Exercise: What is the number of lines below that contain the word "FormEntryContext"? Respond with that number alone.

Collected data:
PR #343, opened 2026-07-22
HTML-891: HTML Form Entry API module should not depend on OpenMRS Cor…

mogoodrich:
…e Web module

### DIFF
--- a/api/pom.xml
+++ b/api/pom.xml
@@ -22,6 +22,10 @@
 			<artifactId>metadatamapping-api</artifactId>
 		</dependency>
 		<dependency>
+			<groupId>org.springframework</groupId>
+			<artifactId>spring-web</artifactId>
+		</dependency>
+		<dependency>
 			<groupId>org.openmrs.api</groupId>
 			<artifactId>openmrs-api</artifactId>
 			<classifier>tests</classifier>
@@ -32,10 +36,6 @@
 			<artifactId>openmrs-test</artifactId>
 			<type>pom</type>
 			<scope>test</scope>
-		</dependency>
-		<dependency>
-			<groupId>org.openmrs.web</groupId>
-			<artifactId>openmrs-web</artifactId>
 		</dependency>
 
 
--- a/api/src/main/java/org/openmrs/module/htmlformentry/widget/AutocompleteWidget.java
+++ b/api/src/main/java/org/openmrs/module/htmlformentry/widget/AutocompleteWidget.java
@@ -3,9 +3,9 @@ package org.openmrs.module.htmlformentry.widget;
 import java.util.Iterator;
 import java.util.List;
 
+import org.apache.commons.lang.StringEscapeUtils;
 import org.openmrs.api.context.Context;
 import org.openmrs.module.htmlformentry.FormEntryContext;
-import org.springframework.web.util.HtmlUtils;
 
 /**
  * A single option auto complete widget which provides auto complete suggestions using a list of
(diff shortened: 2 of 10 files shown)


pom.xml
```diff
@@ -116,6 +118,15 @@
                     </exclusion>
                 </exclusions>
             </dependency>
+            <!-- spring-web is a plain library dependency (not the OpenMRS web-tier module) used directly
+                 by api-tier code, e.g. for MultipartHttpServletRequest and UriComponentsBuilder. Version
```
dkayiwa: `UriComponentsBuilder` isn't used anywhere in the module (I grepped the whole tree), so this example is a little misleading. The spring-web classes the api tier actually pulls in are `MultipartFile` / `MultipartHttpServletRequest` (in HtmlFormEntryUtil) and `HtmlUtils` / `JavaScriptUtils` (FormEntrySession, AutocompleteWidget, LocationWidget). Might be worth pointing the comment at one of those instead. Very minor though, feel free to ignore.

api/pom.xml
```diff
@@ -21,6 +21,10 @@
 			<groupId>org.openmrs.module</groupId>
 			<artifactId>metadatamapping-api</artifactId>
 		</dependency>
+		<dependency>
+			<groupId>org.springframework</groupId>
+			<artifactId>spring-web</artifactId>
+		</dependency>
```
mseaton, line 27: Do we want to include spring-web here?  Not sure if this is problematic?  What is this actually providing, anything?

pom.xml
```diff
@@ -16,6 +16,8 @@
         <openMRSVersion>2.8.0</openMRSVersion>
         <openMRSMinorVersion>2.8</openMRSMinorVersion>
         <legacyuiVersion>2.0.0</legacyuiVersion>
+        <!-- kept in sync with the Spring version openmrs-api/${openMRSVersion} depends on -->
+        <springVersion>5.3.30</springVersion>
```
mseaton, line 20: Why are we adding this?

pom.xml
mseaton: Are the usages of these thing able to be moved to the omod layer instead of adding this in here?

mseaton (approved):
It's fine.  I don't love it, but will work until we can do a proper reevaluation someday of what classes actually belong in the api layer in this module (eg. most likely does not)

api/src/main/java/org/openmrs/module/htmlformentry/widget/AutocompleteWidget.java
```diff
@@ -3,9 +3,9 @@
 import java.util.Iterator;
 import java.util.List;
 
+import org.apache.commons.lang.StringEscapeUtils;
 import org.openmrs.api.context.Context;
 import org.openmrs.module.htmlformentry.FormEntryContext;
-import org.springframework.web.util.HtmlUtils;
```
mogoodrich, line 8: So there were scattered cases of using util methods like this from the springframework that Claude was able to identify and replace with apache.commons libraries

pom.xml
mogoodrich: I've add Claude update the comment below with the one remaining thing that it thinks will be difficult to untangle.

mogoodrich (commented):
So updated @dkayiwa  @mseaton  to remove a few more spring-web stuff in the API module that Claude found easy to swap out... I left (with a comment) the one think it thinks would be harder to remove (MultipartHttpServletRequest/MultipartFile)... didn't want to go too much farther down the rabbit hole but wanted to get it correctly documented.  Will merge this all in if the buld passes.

...

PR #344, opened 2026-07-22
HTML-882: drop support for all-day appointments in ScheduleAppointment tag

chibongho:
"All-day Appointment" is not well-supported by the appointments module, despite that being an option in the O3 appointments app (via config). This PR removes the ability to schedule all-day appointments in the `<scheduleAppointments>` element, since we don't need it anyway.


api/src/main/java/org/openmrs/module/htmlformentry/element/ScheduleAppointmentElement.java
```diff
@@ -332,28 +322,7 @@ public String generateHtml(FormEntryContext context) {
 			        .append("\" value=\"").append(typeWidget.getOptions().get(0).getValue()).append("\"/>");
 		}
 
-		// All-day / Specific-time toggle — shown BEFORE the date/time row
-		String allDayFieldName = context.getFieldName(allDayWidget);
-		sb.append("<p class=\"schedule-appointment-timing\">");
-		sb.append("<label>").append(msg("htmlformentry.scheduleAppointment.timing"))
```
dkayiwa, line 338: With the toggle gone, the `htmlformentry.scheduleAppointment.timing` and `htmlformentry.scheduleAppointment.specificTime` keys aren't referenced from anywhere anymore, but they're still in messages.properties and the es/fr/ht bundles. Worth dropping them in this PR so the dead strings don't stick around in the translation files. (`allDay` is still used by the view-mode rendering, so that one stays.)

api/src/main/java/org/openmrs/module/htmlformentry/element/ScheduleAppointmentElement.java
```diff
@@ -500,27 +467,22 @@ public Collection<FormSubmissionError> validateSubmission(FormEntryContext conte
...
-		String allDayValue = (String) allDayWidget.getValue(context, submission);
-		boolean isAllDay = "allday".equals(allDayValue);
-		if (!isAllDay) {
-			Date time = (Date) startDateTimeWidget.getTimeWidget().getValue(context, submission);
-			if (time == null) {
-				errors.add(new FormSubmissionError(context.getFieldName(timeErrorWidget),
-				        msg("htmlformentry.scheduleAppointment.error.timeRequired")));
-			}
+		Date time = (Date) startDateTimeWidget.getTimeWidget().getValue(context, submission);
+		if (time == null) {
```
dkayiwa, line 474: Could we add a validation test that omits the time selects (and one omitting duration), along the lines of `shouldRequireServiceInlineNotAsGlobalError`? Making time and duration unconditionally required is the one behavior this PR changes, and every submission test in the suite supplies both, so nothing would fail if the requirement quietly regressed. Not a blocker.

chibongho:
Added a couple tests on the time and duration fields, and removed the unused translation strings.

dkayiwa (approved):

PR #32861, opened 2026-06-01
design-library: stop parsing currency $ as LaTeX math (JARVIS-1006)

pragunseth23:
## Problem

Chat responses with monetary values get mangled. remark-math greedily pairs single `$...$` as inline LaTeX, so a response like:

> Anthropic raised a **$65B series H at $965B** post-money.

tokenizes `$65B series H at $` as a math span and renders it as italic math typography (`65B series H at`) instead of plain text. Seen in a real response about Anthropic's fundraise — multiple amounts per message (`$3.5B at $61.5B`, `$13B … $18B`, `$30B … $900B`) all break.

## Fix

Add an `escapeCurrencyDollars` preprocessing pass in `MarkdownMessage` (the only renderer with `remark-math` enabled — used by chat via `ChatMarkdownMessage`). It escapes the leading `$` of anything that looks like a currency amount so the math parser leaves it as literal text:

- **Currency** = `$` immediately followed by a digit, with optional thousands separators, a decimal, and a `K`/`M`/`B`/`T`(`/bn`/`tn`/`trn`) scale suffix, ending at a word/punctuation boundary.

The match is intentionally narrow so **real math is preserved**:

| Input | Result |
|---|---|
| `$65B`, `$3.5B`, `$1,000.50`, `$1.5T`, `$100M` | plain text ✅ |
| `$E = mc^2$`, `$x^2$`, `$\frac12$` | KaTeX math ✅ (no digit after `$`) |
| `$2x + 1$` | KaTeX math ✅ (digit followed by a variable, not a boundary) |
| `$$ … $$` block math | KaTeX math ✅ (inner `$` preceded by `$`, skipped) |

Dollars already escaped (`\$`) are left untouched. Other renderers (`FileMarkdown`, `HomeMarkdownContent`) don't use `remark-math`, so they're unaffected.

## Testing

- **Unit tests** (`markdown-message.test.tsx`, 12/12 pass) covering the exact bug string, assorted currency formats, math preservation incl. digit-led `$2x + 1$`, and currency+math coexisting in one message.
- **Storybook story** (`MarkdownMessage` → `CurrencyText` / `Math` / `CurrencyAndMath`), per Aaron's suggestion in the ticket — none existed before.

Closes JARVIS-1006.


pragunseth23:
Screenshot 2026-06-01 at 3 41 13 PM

Response area: 4